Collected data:
==========

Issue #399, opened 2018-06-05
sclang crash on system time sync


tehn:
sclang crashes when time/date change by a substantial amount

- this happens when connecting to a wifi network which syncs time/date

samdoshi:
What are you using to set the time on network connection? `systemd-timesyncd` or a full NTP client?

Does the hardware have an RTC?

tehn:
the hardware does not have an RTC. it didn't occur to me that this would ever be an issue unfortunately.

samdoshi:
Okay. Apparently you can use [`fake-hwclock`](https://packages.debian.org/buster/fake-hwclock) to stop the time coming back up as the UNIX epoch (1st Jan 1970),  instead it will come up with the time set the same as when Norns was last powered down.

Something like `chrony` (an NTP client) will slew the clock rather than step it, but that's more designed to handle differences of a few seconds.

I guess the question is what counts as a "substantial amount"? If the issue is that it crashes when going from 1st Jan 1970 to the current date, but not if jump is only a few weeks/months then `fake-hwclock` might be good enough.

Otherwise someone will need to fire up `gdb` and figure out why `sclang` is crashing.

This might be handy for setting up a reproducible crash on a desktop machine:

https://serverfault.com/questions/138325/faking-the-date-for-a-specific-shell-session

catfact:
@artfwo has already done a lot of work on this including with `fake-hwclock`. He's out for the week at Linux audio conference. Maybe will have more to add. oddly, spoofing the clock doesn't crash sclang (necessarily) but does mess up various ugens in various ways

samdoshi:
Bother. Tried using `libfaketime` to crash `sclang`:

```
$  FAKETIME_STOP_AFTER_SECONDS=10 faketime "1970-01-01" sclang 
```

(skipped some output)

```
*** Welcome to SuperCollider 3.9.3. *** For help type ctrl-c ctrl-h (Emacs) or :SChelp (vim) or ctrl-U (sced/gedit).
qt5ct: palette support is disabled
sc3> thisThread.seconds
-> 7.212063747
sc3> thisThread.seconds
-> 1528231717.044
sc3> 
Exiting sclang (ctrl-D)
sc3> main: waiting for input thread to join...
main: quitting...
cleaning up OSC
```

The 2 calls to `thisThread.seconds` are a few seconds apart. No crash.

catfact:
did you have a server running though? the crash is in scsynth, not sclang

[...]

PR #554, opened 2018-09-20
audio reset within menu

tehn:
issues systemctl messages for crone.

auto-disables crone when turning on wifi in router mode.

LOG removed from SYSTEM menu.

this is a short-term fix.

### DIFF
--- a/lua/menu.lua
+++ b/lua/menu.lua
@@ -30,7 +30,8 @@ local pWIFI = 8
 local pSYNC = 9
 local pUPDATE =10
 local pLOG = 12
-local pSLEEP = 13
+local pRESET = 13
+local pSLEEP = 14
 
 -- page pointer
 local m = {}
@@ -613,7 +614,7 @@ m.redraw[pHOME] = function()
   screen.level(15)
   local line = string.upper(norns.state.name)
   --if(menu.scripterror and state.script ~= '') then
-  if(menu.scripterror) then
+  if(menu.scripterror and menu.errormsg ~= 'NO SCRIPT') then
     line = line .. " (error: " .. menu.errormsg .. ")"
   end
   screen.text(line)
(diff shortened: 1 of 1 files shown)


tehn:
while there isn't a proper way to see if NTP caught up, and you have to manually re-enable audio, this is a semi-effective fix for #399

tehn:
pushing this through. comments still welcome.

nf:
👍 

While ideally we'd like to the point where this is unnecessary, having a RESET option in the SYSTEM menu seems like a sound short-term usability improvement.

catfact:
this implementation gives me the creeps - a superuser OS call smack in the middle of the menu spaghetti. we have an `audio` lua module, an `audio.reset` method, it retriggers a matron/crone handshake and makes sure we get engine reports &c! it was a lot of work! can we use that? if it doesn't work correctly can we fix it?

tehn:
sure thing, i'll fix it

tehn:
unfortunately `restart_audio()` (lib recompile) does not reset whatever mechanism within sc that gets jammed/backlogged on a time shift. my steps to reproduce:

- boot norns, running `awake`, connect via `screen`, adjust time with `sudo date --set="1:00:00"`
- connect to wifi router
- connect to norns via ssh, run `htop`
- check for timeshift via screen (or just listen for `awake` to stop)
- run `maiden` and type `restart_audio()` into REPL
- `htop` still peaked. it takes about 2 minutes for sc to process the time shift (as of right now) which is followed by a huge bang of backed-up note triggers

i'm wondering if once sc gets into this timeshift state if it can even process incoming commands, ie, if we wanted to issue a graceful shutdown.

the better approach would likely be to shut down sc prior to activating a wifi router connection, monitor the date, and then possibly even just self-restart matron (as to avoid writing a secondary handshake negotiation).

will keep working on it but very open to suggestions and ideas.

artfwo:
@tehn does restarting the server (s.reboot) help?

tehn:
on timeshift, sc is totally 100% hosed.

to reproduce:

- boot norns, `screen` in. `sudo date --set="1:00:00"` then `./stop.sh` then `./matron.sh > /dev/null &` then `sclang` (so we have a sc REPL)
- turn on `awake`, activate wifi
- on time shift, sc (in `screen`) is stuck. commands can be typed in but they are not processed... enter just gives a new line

==========

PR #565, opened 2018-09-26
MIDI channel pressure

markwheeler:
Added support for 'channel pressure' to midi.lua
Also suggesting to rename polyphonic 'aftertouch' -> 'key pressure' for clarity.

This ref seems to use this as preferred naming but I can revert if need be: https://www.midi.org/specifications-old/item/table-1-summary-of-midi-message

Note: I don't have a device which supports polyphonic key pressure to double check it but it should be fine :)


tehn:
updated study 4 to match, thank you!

==========

_Task description_.
Please transcribe exactly the lines above from the line that has "Issue #399, opened 2018-06-05" up to and including the line that has "a few seconds."; no other line belongs in the answer.

_Answer section_.
Issue #399, opened 2018-06-05
sclang crash on system time sync


tehn:
sclang crashes when time/date change by a substantial amount

- this happens when connecting to a wifi network which syncs time/date

samdoshi:
What are you using to set the time on network connection? `systemd-timesyncd` or a full NTP client?

Does the hardware have an RTC?

tehn:
the hardware does not have an RTC. it didn't occur to me that this would ever be an issue unfortunately.

samdoshi:
Okay. Apparently you can use [`fake-hwclock`](https://packages.debian.org/buster/fake-hwclock) to stop the time coming back up as the UNIX epoch (1st Jan 1970),  instead it will come up with the time set the same as when Norns was last powered down.

Something like `chrony` (an NTP client) will slew the clock rather than step it, but that's more designed to handle differences of a few seconds.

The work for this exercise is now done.